'''
PR #3766, opened 2022-08-21
Add end_of_file and template_loop markers

alanmcruickshank:
This is a smaller version of #3760.

This introduces (I think) the last of the probably parse tree changes to facilitate the reflow work (#946 / #3673).

This introduces two new meta segments:
- An `EndOfFile` segment, to explicitly signal the end of the file. This would be seen by users in their parse tree as a new meta segment. This means eventually we can get rid of some of the functions which try and infer the end of a file - but just having a meta segment which explicitly states where the end of the file is.
- A `LoopJump` segment, to explicitly signal where a jump has been made and no placeholder has been added (usually in a for loop). This means we know that a control structure (a `{% for ... %}` tag or similar) would have been there. This is especially useful for indentation so we know not to remove indents before these elements.

### DIFF
--- a/src/sqlfluff/core/parser/lexer.py
+++ b/src/sqlfluff/core/parser/lexer.py
@@ -12,7 +12,7 @@ from sqlfluff.core.parser.segments import (
     TemplateSegment,
     UnlexableSegment,
     EndOfFile,
-    LoopJump,
+    TemplateLoop,
 )
 from sqlfluff.core.parser.markers import PositionMarker
 from sqlfluff.core.errors import SQLLexError
@@ -374,7 +374,7 @@ class Lexer:
                     "      Backward jump detected. Inserting Loop Marker"
                 )
                 segment_buffer.append(
-                    LoopJump(
+                    TemplateLoop(
                         pos_marker=PositionMarker.from_point(
                             last_source_slice.stop,
                             element.template_slice.start,
--- a/src/sqlfluff/core/parser/lexer.py
+++ b/src/sqlfluff/core/parser/lexer.py
@@ -11,6 +11,8 @@ from sqlfluff.core.parser.segments import (
     Dedent,
     TemplateSegment,
     UnlexableSegment,
+    EndOfFile,
+    LoopJump,
 )
 from sqlfluff.core.parser.markers import PositionMarker
 from sqlfluff.core.errors import SQLLexError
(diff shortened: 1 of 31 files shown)


barrywhart:
The code changes look good. Delaying approval until tests pass.

barrywhart (approved):
Looks good once the tests pass.

alanmcruickshank:
@barrywhart - any better ideas for what to call the segment? `loop_jump` was the best I could think of but I'm not 100% sold on it. Any better ideas?

src/sqlfluff/core/parser/lexer.py
```diff
@@ -358,6 +360,29 @@ def elements_to_segments(
...
+                last_source_slice
+                and last_source_slice.stop > source_slice.start
+                and last_source_slice != source_slice
+            ):
+                # If we have, insert a loop marker to reflect that.
+                lexer_logger.debug(
+                    "      Backward jump detected. Inserting Loop Marker"
+                )
+                segment_buffer.append(
+                    LoopJump(
```
barrywhart, line 377: Possible alternative names: 
* `BackwardsTemplateJump`
* `BackwardsTemplateBranch`

barrywhart: I like including the word `Template` because it provides some additional context. We don't do that for other template-related meta segments, but it seems more valuable here because "loop" seems more plausible as something in SQL (recursive CTE loop or stored procedure loop).

barrywhart: Question: Is it possible we'll need to do something similar for **forward** jumps?

alanmcruickshank: Forward jumps are fine - because that would mean a skipped section and we already have placeholder code in for them. 

The reason for adding the backward jump is that almost every other instance of templated code already has a templated marker for it - either an explicit placeholder or a skip or similar. It's the backward loops that were missing one.

I like your point on including `Template` somehow... but I also like including `Loop` because these should only exist in loop cases. I'm going to go with `TemplateLoop`.

Will update PR.

wong-codaio:
Can't wait for this to be released! (I've a couple custom rule ideas that'll benefit from the `end_of_file` segment!)

alanmcruickshank:
> Can't wait for this to be released! (I've a couple custom rule ideas that'll benefit from the `end_of_file` segment!)

@wong-codaio - it's out! Came out on 1.3.0: https://github.com/sqlfluff/sqlfluff/releases/tag/1.3.0

wong-codaio:
> @wong-codaio - it's out! Came out on 1.3.0: https://github.com/sqlfluff/sqlfluff/releases/tag/1.3.0

This is a game changer @alanmcruickshank!  I've already implemented two custom rules based on `end_of_file` :D Thank you thank you

PR #3770, opened 2022-08-22
Add a file size check in bytes

### LINKED ISSUE #3693: Large files take several minutes before large_file_skip_char_limit stops parsing them
### Search before asking

### Description

large_file_skip_char_limit can prevent sqlfluff from hanging potentially forever on very large files, however when I timed the linting of two 2MB DBCR files it took over 2 minutes.

I suspect the issue is the current order of operations, as it seems files are fully loaded into memory and parsed for sqlfluff commands before this large file check occurs. If large file checking occurred earlier processing could go much quicker. 

Current workaround: Manually adding large files to .sqlfluffignore

### Use case

As a user with large sql migrations I want my linting too to run quickly while properly ignoring overly large files.

### Dialect

N/A

### Code of Conduct

alanmcruickshank:
This resolves #3693.

Is adds another config flag (`large_file_skip_byte_limit`) which checks the size of the file in bytes before loading it. Very similar functionality to `large_file_skip_char_limit`.

I've kept the original config flag but changed the default so that it's not applied. If anyone is still using it - it will work but they'll get a deprecation warning, point them to the new flag which should be much more efficient. In a future release we can remove the old flag.

In the process I also rename `SQLTemplaterSkipFile` to `SQLFluffSkipFile` - because we're not just calling it from the templater anymore - and there's nothing particularly templater specific about it.

### DIFF
--- a/src/sqlfluff/core/templaters/base.py
+++ b/src/sqlfluff/core/templaters/base.py
@@ -5,7 +5,7 @@ from bisect import bisect_left
 from typing import Dict, Iterator, List, Tuple, Optional, NamedTuple, Iterable
 from sqlfluff.core.config import FluffConfig
 
-from sqlfluff.core.errors import SQLTemplaterSkipFile
+from sqlfluff.core.errors import SQLFluffSkipFile
 
 # Instantiate the templater logger
 templater_logger = logging.getLogger("sqlfluff.templater")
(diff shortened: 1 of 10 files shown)


src/sqlfluff/core/templaters/base.py
```diff
@@ -162,7 +168,7 @@ def __init__(
             for idx, tfs in enumerate(self.sliced_file):
                 if previous_slice:
                     if tfs.templated_slice.start != previous_slice.templated_slice.stop:
-                        raise SQLTemplaterSkipFile(  # pragma: no cover
+                        raise SQLFluffSkipFile(  # pragma: no cover
                             "Templated slices found to be non contigious. "
```
barrywhart, line 172:
```suggestion
                            "Templated slices found to be non-contiguous. "
```

src/sqlfluff/core/templaters/base.py
```diff
@@ -37,8 +37,14 @@ def _wrapped(
     ):
         if config:
             limit = config.get("large_file_skip_char_limit")
+            if limit:
+                templater_logger.warning(
+                    "The config value large_file_skip_char_limit was found set. "
+                    "This feature will be removed in a future release, please "
+                    "use the more efficient large_file_skip_byte_limit instead."
```
barrywhart, line 44:
```suggestion
                    "use the more efficient 'large_file_skip_byte_limit' instead."
```

barrywhart (commented):
A couple of small suggestions, looks good overall.

barrywhart (approved):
'''
• [YOUR GOAL] The entries shown above should be duplicated exactly.

• [RESPONSE AREA]
PR #3766, opened 2022-08-21
Add end_of_file and template_loop markers

alanmcruickshank:
This is a smaller version of #3760.

This introduces (I think) the last of the probably parse tree changes to facilitate the reflow work (#946 / #3673).

This introduces two new meta segments:
- An `EndOfFile` segment, to explicitly signal the end of the file. This would be seen by users in their parse tree as a new meta segment. This means eventually we can get rid of some of the functions which try and infer the end of a file - but just having a meta segment which explicitly states where the end of the file is.
- A `LoopJump` segment, to explicitly signal where a jump has been made and no placeholder has been added (usually in a for loop). This means we know that a control structure (a `{% for ... %}` tag or similar) would have been there. This is especially useful for indentation so we know not to remove indents before these elements.

### DIFF
--- a/src/sqlfluff/core/parser/lexer.py
+++ b/src/sqlfluff/core/parser/lexer.py
@@ -12,7 +12,7 @@ from sqlfluff.core.parser.segments import (
     TemplateSegment,
     UnlexableSegment,
     EndOfFile,
-    LoopJump,
+    TemplateLoop,
 )
 from sqlfluff.core.parser.markers import PositionMarker
 from sqlfluff.core.errors import SQLLexError
@@ -374,7 +374,7 @@ class Lexer:
                     "      Backward jump detected. Inserting Loop Marker"
                 )
                 segment_buffer.append(
-                    LoopJump(
+                    TemplateLoop(
                         pos_marker=PositionMarker.from_point(
                             last_source_slice.stop,
                             element.template_slice.start,
--- a/src/sqlfluff/core/parser/lexer.py
+++ b/src/sqlfluff/core/parser/lexer.py
@@ -11,6 +11,8 @@ from sqlfluff.core.parser.segments import (
     Dedent,
     TemplateSegment,
     UnlexableSegment,
+    EndOfFile,
+    LoopJump,
 )
 from sqlfluff.core.parser.markers import PositionMarker
 from sqlfluff.core.errors import SQLLexError
(diff shortened: 1 of 31 files shown)


barrywhart:
The code changes look good. Delaying approval until tests pass.

barrywhart (approved):
Looks good once the tests pass.

alanmcruickshank:
@barrywhart - any better ideas for what to call the segment? `loop_jump` was the best I could think of but I'm not 100% sold on it. Any better ideas?

src/sqlfluff/core/parser/lexer.py
```diff
@@ -358,6 +360,29 @@ def elements_to_segments(
...
+                last_source_slice
+                and last_source_slice.stop > source_slice.start
+                and last_source_slice != source_slice
+            ):
+                # If we have, insert a loop marker to reflect that.
+                lexer_logger.debug(
+                    "      Backward jump detected. Inserting Loop Marker"
+                )
+                segment_buffer.append(
+                    LoopJump(
```
barrywhart, line 377: Possible alternative names: 
* `BackwardsTemplateJump`
* `BackwardsTemplateBranch`

barrywhart: I like including the word `Template` because it provides some additional context. We don't do that for other template-related meta segments, but it seems more valuable here because "loop" seems more plausible as something in SQL (recursive CTE loop or stored procedure loop).

barrywhart: Question: Is it possible we'll need to do something similar for **forward** jumps?

alanmcruickshank: Forward jumps are fine - because that would mean a skipped section and we already have placeholder code in for them. 

The reason for adding the backward jump is that almost every other instance of templated code already has a templated marker for it - either an explicit placeholder or a skip or similar. It's the backward loops that were missing one.

I like your point on including `Template` somehow... but I also like including `Loop` because these should only exist in loop cases. I'm going to go with `TemplateLoop`.

Will update PR.

wong-codaio:
Can't wait for this to be released! (I've a couple custom rule ideas that'll benefit from the `end_of_file` segment!)

alanmcruickshank:
> Can't wait for this to be released! (I've a couple custom rule ideas that'll benefit from the `end_of_file` segment!)

@wong-codaio - it's out! Came out on 1.3.0: https://github.com/sqlfluff/sqlfluff/releases/tag/1.3.0

wong-codaio:
> @wong-codaio - it's out! Came out on 1.3.0: https://github.com/sqlfluff/sqlfluff/releases/tag/1.3.0

This is a game changer @alanmcruickshank!  I've already implemented two custom rules based on `end_of_file` :D Thank you thank you

PR #3770, opened 2022-08-22
Add a file size check in bytes

### LINKED ISSUE #3693: Large files take several minutes before large_file_skip_char_limit stops parsing them
### Search before asking

### Description

large_file_skip_char_limit can prevent sqlfluff from hanging potentially forever on very large files, however when I timed the linting of two 2MB DBCR files it took over 2 minutes.

I suspect the issue is the current order of operations, as it seems files are fully loaded into memory and parsed for sqlfluff commands before this large file check occurs. If large file checking occurred earlier processing could go much quicker. 

Current workaround: Manually adding large files to .sqlfluffignore

### Use case

As a user with large sql migrations I want my linting too to run quickly while properly ignoring overly large files.

### Dialect

N/A

### Code of Conduct

alanmcruickshank:
This resolves #3693.

Is adds another config flag (`large_file_skip_byte_limit`) which checks the size of the file in bytes before loading it. Very similar functionality to `large_file_skip_char_limit`.

I've kept the original config flag but changed the default so that it's not applied. If anyone is still using it - it will work but they'll get a deprecation warning, point them to the new flag which should be much more efficient. In a future release we can remove the old flag.

In the process I also rename `SQLTemplaterSkipFile` to `SQLFluffSkipFile` - because we're not just calling it from the templater anymore - and there's nothing particularly templater specific about it.

### DIFF
--- a/src/sqlfluff/core/templaters/base.py
+++ b/src/sqlfluff/core/templaters/base.py
@@ -5,7 +5,7 @@ from bisect import bisect_left
 from typing import Dict, Iterator, List, Tuple, Optional, NamedTuple, Iterable
 from sqlfluff.core.config import FluffConfig
 
-from sqlfluff.core.errors import SQLTemplaterSkipFile
+from sqlfluff.core.errors import SQLFluffSkipFile
 
 # Instantiate the templater logger
 templater_logger = logging.getLogger("sqlfluff.templater")
(diff shortened: 1 of 10 files shown)


src/sqlfluff/core/templaters/base.py
```diff
@@ -162,7 +168,7 @@ def __init__(
             for idx, tfs in enumerate(self.sliced_file):
                 if previous_slice:
                     if tfs.templated_slice.start != previous_slice.templated_slice.stop:
-                        raise SQLTemplaterSkipFile(  # pragma: no cover
+                        raise SQLFluffSkipFile(  # pragma: no cover
                             "Templated slices found to be non contigious. "
```
barrywhart, line 172:
```suggestion
                            "Templated slices found to be non-contiguous. "
```

src/sqlfluff/core/templaters/base.py
```diff
@@ -37,8 +37,14 @@ def _wrapped(
     ):
         if config:
             limit = config.get("large_file_skip_char_limit")
+            if limit:
+                templater_logger.warning(
+                    "The config value large_file_skip_char_limit was found set. "
+                    "This feature will be removed in a future release, please "
+                    "use the more efficient large_file_skip_byte_limit instead."
```
barrywhart, line 44:
```suggestion
                    "use the more efficient 'large_file_skip_byte_limit' instead."
```

barrywhart (commented):
A couple of small suggestions, looks good overall.

barrywhart (approved):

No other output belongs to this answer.